Jamie Stockton - Morgan Keegan & Company, Inc.
And just to follow up, Marc, can you highlight what you've done differently on the cash management side to drive up free cash flow, and do you think you can continue to run free cash flow above and beyond the net income level?
Marc Naughton
I think key, as we mentioned, is CapEx has been a little bit lower than we would have projected for the year. Some of that is just some timing on projects a little bit. Some of it is innovations we're making relative to platforms and hosting, which is the main capital expenditure we have. The introduction of Linux into that environment is helping us relative to our costs. So I don't know that it's something that is getting communicated. The last half of the year that number probably goes up a little bit, but we still see us throwing out significant amounts of cash, and we would expect CapEx still to be at the low end or below the low end of our $130 million to $150 million guidance.

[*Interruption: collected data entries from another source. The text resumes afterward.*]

Issue #706, opened 2024-01-25
When Operation status is Approved, edits to Operation data should not reset the Operation's status


andrea-williams:
#### Describe the task

Current behaviour: when an external user updates any data fields for an already-Approved Operation, on Submit to our API, the status of that Operation is reset to "Pending". However, since the Operation was previously approved, it will still have an active BORO ID associated with it. This is pretty confusing for everyone.

Desired behaviour: when an external user updates any data fields for an already-Approved Operation, on Submit to our API, the status of that Operation should remain as it is (i.e., "Approved").

#### Acceptance Criteria

- [x] modify logic in our API on the PUT "/operations/{operation_id}" endpoint so that if the operation's status is already "Approved", the status remains unchanged 
- [x] PUT requests sent to "/operations/{operation_id}" should still trigger changes on the `updated_at` and `updated_by_id` columns in the Operation table
- [x] add a backend unit test confirming this desired behaviour

#### Additional context

- in another ticket, we'll be setting up Metabase to trigger notifications to internal staff whenever data about an approved Operation is updated. See #704

Dianadec:
Needed for MVP.

PR #793, opened 2024-01-31
Task/edit operation wo status reset/706

andrea-williams:
Card: [706](https://github.com/bcgov/cas-registration/issues/706)

Original purpose of card was to ensure that operations that are already Approved don't have their status reset to "Pending" when an edit is made (PUT request sent for the operation). This PR addresses that and some other issues:

- deletes/comments out Operation fields that are no longer required for MVP (such as multiple_operators, reporting_activities, addresses, etc.)
- fixes logic on the PUT endpoint for operations. We weren't saving some of the fields being sent to the backend correctly. There's still room for improvement on this IMO - it gets ugly because part of the payload being sent via the PUT request is actually default values from the frontend, which is why I introduced the `form_section` param on the endpoint so that we're only saving the parts of data in the payload that will come from the form section the user is on. Confusing? Yup.

### DIFF
--- a/bc_obps/registration/api/operation.py
+++ b/bc_obps/registration/api/operation.py
@@ -250,6 +250,7 @@ def update_operation(request, operation_id: int, submit: str, save_contact: str,
             "bcghg_id",
             "opt_in",
             "operation_has_multiple_operators",
+            "status",
         }
     )
 
@@ -262,13 +263,10 @@ def update_operation(request, operation_id: int, submit: str, save_contact: str,
             - if operation.status was already "Approved", it should remain Approved and the submission date should not be altered
             - if operation.status was "Changes Requested", it should switch to Pending
             - if operation.status was "Declined", it should switch to Pending
+            - if operation.status was "Not Started", it should switch to Pending
             - if operation.status was "Pending", it should remain as Pending
         """
-        if operation.status in [
-            Operation.Statuses.CHANGES_REQUESTED,
-            Operation.Statuses.DECLINED,
-            Operation.Statuses.PENDING,
-        ]:
+        if operation.status is not Operation.Statuses.APPROVED:
             operation.status = Operation.Statuses.PENDING
             operation.submission_date = datetime.now(pytz.utc)
 
@@ -279,6 +277,9 @@ def update_operation(request, operation_id: int, submit: str, save_contact: str,
 
     operation.save()
     operation.set_create_or_update(modifier=user)
+
+    print("partway through - operation in db:")
+    print(operation.__dict__)
 
     if payload.operation_has_multiple_operators:
         create_or_update_multiple_operators(payload.multiple_operators_array, operation, user)
--- a/bc_obps/registration/api/operation.py
+++ b/bc_obps/registration/api/operation.py
@@ -255,10 +255,22 @@ def update_operation(request, operation_id: int, submit: str, save_contact: str,
 
     for attr, value in payload_dict.items():
         setattr(operation, attr, value)
-    # set the operation status to 'pending' on update
     if submit == "true":
-        operation.status = Operation.Statuses.PENDING
-        operation.submission_date = datetime.now(pytz.utc)
+        """
+        if the PUT request has submit == "true" (i.e., user has clicked Submit button in UI form), the desired behaviour depends on
+        the Operation's status:
+            - if operation.status was already "Approved", it should remain Approved and the submission date should not be altered
+            - if operation.status was "Changes Requested", it should switch to Pending
+            - if operation.status was "Declined", it should switch to Pending
+            - if operation.status was "Pending", it should remain as Pending
+        """
+        if operation.status in [
+            Operation.Statuses.CHANGES_REQUESTED,
+            Operation.Statuses.DECLINED,
+            Operation.Statuses.PENDING,
+        ]:
+            operation.status = Operation.Statuses.PENDING
+            operation.submission_date = datetime.now(pytz.utc)
 
     operation.regulated_products.set(payload.regulated_products)  # set replaces all existing products with the new ones
     operation.reporting_activities.set(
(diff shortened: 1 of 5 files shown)


bc_obps/registration/api/operation.py
```diff
@@ -207,7 +207,27 @@ def update_operation(request, operation_id: int, submit: str, save_contact: str,
...
+            'type',
+            'naics_code_id',
+            'swrs_facility_id',
+            'bcghg_id',
+            'opt_in',
+        ]
+        payload_dict: dict = {}
+        for attr in data_fields:
+            if hasattr(payload, attr):
+                payload_dict[attr] = getattr(payload, attr)
```
Sepehr-Sobhani, line 225: I think it's cleaner to replace this with something like:
```python
        payload_dict: dict= payload.dict(include={
            "name",
            "type",
            "naics_code_id",
            "swrs_facility_id",
            "bcghg_id",
            "opt_in",
        })
```

bc_obps/registration/schema/operation.py
```diff
@@ -49,20 +49,15 @@ class OperationUpdateIn(ModelSchema):
     position_title: Optional[str] = None
     email: Optional[str] = None
     phone_number: Optional[str] = None
+    regulated_products: Optional[List[int]] = []
+    reporting_activities: Optional[List[int]] = []
```
Sepehr-Sobhani, line 53: Do we need these two? I believe they are handled by the `ModelSchema`

bc_obps/registration/schema/operation.py
```diff
@@ -77,6 +72,8 @@ class Config:
             "id",  # need to exclude id since it's auto generated and we don't want to pass it in
             "documents",  # excluding documents because they are handled by individual form fields
             *AUDIT_FIELDS,
+            "status",
+            "submission_date",
```
Sepehr-Sobhani, line 76: Since there are lots of fields that we don't want to handle while updating an operation (to name some of them:           `swrs_facility_id`, `bcghg_id`, `operation_has_multiple_operators`, `verified_at`, `verified_by`, `bc_obps_regulated_operation`, `reporting_activities`, `point_of_contact_id`), I suggest replace `model_exclude` with `model_fields` and only specify the fields that are required for updating and we care about them.

bc_obps/registration/api/operation.py
```diff
@@ -239,42 +259,25 @@ def update_operation(request, operation_id: int, submit: str, save_contact: str,
...
+        """
+        if the PUT request has submit == "true" (i.e., user has clicked Submit button in UI form), the desired behaviour depends on
+        the Operation's status:
+            - if operation.status was already "Approved", it should remain Approved and the submission date should not be altered
+            - if operation.status was "Changes Requested", it should switch to Pending
+            - if operation.status was "Declined", it should switch to Pending
+            - if operation.status was "Not Started", it should switch to Pending
+            - if operation.status was "Pending", it should remain as Pending
+        """
+        if Operation.Statuses(operation.status) is not Operation.Statuses.APPROVED:
```
Sepehr-Sobhani, line 274: nit:
```python
operation.status != Operation.Statuses.APPROVED
```

Sepehr-Sobhani (commented):
Looks great 🤩 ! I plan to continue reviewing this pull request tomorrow, only tests remain.

bc_obps/registration/tests/endpoints/test_operations_endpoints.py
```diff
@@ -657,3 +661,213 @@ def test_put_operation_with_no_point_of_contact(self):
...
+            naics_code_id=operation.naics_code_id,
+            regulated_products=[],
+            # reporting_activities=[],
+            is_external_point_of_contact=True,
+            external_point_of_contact_first_name='Bart',
+            external_point_of_contact_last_name='Simpson',
+            external_point_of_contact_position_title='Scoundrel',
+            external_point_of_contact_email='bart@email.com',
+            external_point_of_contact_phone_number='+17787777777',
+        )
```
Sepehr-Sobhani, line 857: I believe in section 2, we only get fields related to the user and contact and not operation-related fields.

bc_obps/registration/tests/endpoints/test_operations_endpoints.py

I'd like to turn the call over to Neal Patterson for any closing comments he might have.
Neal Patterson
Thanks, Marc. Thanks to all of you all for staying on here with us and the very good questions. Just a couple comments. If you look at the quarter, I think that this was a very good quarter. Frankly, we're in a very good environment. There's no question the stimulus had -- kind of changed a not as good environment to a very good environment. That’s got a fairly long tail to it, so that takes through the -- basically, when you add the stages together and the length of the stages, that takes it through the really middle part of this decade. The things you didn't really ask about are the bigger questions around health reform. How do we fundamentally take the health system in this country -- and every other country has asked the same question, and how does -- what is the health system we’re going to leave our kids. Those are big, profound questions. The fact that we're digitizing healthcare in this era is going to create a whole bunch of opportunities, in our opinion. So the one question they actually had told me that if it comes, I get, was the United Healthcare's acquisition in the HIT space and frankly, I think if you asked them -- I didn’t, they didn't call us and share with us their thoughts, but there’s platform that is going to be created once the digitization happens and there's an opportunity for a platform and I think other people see that. There's not a lot of people see that, but we've shared with you our ideas about that quite a bit, and in there is just we believe a lot of opportunities for the last half of the decade. So I think you saw the results of a good environment. I think you saw the results of a pretty good business plan and pretty good set of business strategies, and I think you saw a very good execution on this quarter. So with that, I'll let you go back to your day jobs. Thank you very much. Good luck. See you -- talk to you next quarter.
Operator
Ladies and gentlemen, that concludes today's conference. Thank you for your participation. You may now disconnect. Have a great day.